_What is expected_
Your job with the data below is to output exactly the lines from the one holding "There are a couple" down to the one holding "Remote tracking must", both included, and no others.

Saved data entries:
PR #65, opened 2023-08-17
DOP-3950: Add emptychar stopword to $ analyzer

casthewiz:
### Context

https://jira.mongodb.org/browse/DOP-3950

This change adds `''` as a stopword to prevent the custom whitespace analyzer being used for `$` prefixed cases from querying for empty strings.


seungpark (approved):
🤞

PR #66, opened 2023-08-24
Update synonym analyzer

sarahemlin:
Hello!

Charles Burnett, our Atlas Search SA, told me our synonym file isn't working because the synonym analyzer needs to match index/query analyzers.  Previously our synonym analyzer was lucene.keyword, but we're using lucene.english for our query & index analyzers.  They both need to be lucene.english for the synonym file to take effect.  I've made that change with this pull request, which should solve the problem.

Thank you!
Sarah

### DIFF
--- a/src/data/atlas-search-index.ts
+++ b/src/data/atlas-search-index.ts
@@ -87,7 +87,7 @@ export const SearchIndex: IndexMappings = {
       source: {
         collection: SYNONYM_COLLECTION_NAME,
       },
-      analyzer: 'lucene.keyword',
+      analyzer: 'lucene.english',
     },
   ],
   analyzers: [


seungpark (approved):
good catch. most fields are indexed with `lucene.english` analyzers, but it seems [code.fields.value](https://github.com/mongodb/docs-search-transport/blob/main/src/data/atlas-search-index.ts#L20-L26) and [code.fields.lang](https://github.com/mongodb/docs-search-transport/blob/main/src/data/atlas-search-index.ts#L11) are whitespace and standard respectively. do we need to set more synonyms with these analyzers with the same source collection?

sarahemlin:
@seungpark I don't think we need to worry about the code matches because we're really concerned about the text and the queries for synonyms.

casthewiz (approved):

seungpark:
reverting this merge commit as its causing a problem with error:
`The following synonym source collections contain an invalid document: synonyms`

My theory is that since we are using lucene.english, synonyms containing punctucation `$` and `$$` are both getting tokenized into empty white space, and this is invalid. Tested on search-test and threw this error when only one document with those values were added.

As for the original problem, we should be including `synonyms` as part of the $search aggregation for each field it is applicable for: https://www.mongodb.com/docs/atlas/atlas-search/text/#synonyms-examples

Issue #162, opened 2015-07-02
git in RStudio


noamross:
In workshops teaching R through RStudio, it's becoming a more common pattern to teach this git command line lesson, then follow it with a short lesson demonstrating the git GUI interface in RStudio.  It would be useful to have this "transition" lesson written up with screenshots.  While RStudio isn't quite a full-featured git GUI it is the environment many students will use.

This could also live in the r-novice repositories.

Here are some lessons designed for teaching git only through RStudio which could be adapted:

1. https://github.com/microbialinformatics/assignment01
2. https://jennybc.github.io/2014-05-12-ubc/ubc-r/session03_git.html

There are a couple of technical issues for this:

1.  RStudio may need to be pointed to the git executable, especially on Windows machines. Instructions: https://stat545-ubc.github.io/git03_rstudio-meet-git.html 
2.  Remote tracking must be set up on the repository using the `-u` flag, e.g. `git push -u origin master`.
3.  If students want github passwords to be stored, this will need to be activated.  This may not be necessary during the workshop but one could point them to a resource showing how for later: https://stat545-ubc.github.io/git06_credential-caching.html

iglpdc:
I agree it could be a good thing to have some extra topics on how to use git from the interfaces provided by other tools. These materials e.g. "Using Git with Rstudio" or "Using Git with Matlab" (which has also a similar GUI for Git), could be linked in the main lesson, but not be part of it, so instructors and solo learners can follow the link if the are using RStudio or Matlab.

iglpdc:
I'm closing this after merging #183.

PR #183, opened 2015-10-30
Added section on RStudio integration

emilydolson:
As suggested in https://github.com/swcarpentry/git-novice/issues/162, here's a first pass at a supplemental section on using Git with RStudio. It continues with the planets repository example, and has learners create a project in RStudio from their planets directory, make a change, commit it, and push it.

Some things I'm not sure about:
* File naming convention - since this is a supplemental lesson, what should the markdown file be called?
* Handling potential configuration issues - right now I just have callouts pointing to resources for resolving potential problems. I considered including a more detailed description of finding the git executable in the callout, or even integrating it into the main text (i.e. have learners start by making sure it's configured right), but there's a trade-off between providing more information and making the lesson too long. When I taught this before (same content, not technically an SWC setting), it seemed like a relatively small percentage of the learners encountered these issues, so I erred on the side of brevity. If these issues are more prevalent, though, I can easily add some step-by-step configuration instructions.
* There are a lot of Git integration features in RStudio and it's probably not worth mentioning them all. Does this seem like a reasonable subset?


iglpdc:
Thanks, @emilydolson. We don't have way to handle this type of supplemental material, but I think it's really a good addition. I'm gonna merge the PR as is and then we can decide on how to link it.

Issue #133, opened 2015-05-10
Which is the difference between "revision" and "commit"?


iglpdc:
In our [Glossary](http://swcarpentry.github.io/git-novice/reference.html), we have different entries for "revision" and "commit". "Commit" is defined as a verb, and "revision" as a noun. The problem is that even in the very definition of "commit", we use it as a noun. 

This is not a big deal, but in the lesson (see e.g. [04-changes.md](https://github.com/swcarpentry/git-novice/blob/gh-pages/04-changes.md)) we use sometimes "commit" and sometimes "revision" to mean a recorded set of changes in the repo. There's also instances of "version" and "set of changes". This could be confusing for a novice, specially if reading the lesson alone. 

I would like to have just one word (which is better "commit" or "revision"?) for the recorded set of changes in the repo, and leave "version" for a snapshot of the files not necessary related to the repo ("the new version of your thesis was trashed by your advisor").

r-gaia-cs:
>  would like to have just one word (which is better "commit" or "revision"?) for the recorded set of changes in the repo, and leave "version" for a snapshot of the files not necessary related to the repo ("the new version of your thesis was trashed by your advisor").

Use "commit" for the recorded set of changes in the repo.

iglpdc:
Yes, I agree with that. I'll PR later today.

iglpdc:
Fixed by #139

PR #186, opened 2015-11-14
reference: Replace 'revision' with 'commit'

wking:
Fixing a few instances missed by #139, based on the consensus formed
in #133.  More details on these changes (and some drive-by stuff I
noticed while making them) in the commit messages.


iglpdc:
Thanks @wking!

PR #185, opened 2015-11-14
adding information about cloning to topic 7

ChristinaLK:
I created this PR as part of a demo - probably needs further discussion!  

Created in response to #176

Issue #176, opened 2015-09-22
"Remotes in GitHub" claims to cover cloning from github but does not do so.


dham:
One of the learning objectives of this lesson is "Clone a remote repository."

However the lesson does not actually cover cloning, it only covers adding a remote to an existing repo.

daisieh:
We cover this in the next lesson; we should just move this objective there.

iglpdc:
This is fixed: we mention "cloning" only on [08-collab.md](https://github.com/swcarpentry/git-novice/blob/gh-pages/08-collab.md). Closing.

PR #191, opened 2015-11-17
Refactor to forking

daisieh:
I forgot that I meant to suggest these changes to the main repository: this is basically what we taught at https://github.com/swcarpentry/git-novice/pull/168 and I thought that the revamped conflict and motivation + the new forking lesson went really well. I'd like to suggest incorporating them into the main repo.

Also, this would address https://github.com/swcarpentry/git-novice/pull/185 / https://github.com/swcarpentry/git-novice/issues/176


daisieh:
@iglpdc, what do you think about merging these changes? I would love some more feedback before merging. I'd be happy to do the conflict resolution, though.

daisieh:
I have run the lesson all the way through as presented here several times and have always made it to the end, with pretty good feedback. I think that introducing pull requests makes a nice capstone example as well, especially if you can introduce that capstone at the beginning as a thing you will learn to do in the lesson.

daisieh:
I think that using the example of Andrew (or, you know, any other SWC instructor) is more relatable than Wolfman/Dracula, but I think that there are some residual bits left from their story in the text. I never can think of a good way to integrate them, so I just use random gibberish, or more recently, comments about Mars from _The Martian_.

_Task solution_
There are a couple of technical issues for this:

1.  RStudio may need to be pointed to the git executable, especially on Windows machines. Instructions: https://stat545-ubc.github.io/git03_rstudio-meet-git.html 
2.  Remote tracking must be set up on the repository using the `-u` flag, e.g. `git push -u origin master`.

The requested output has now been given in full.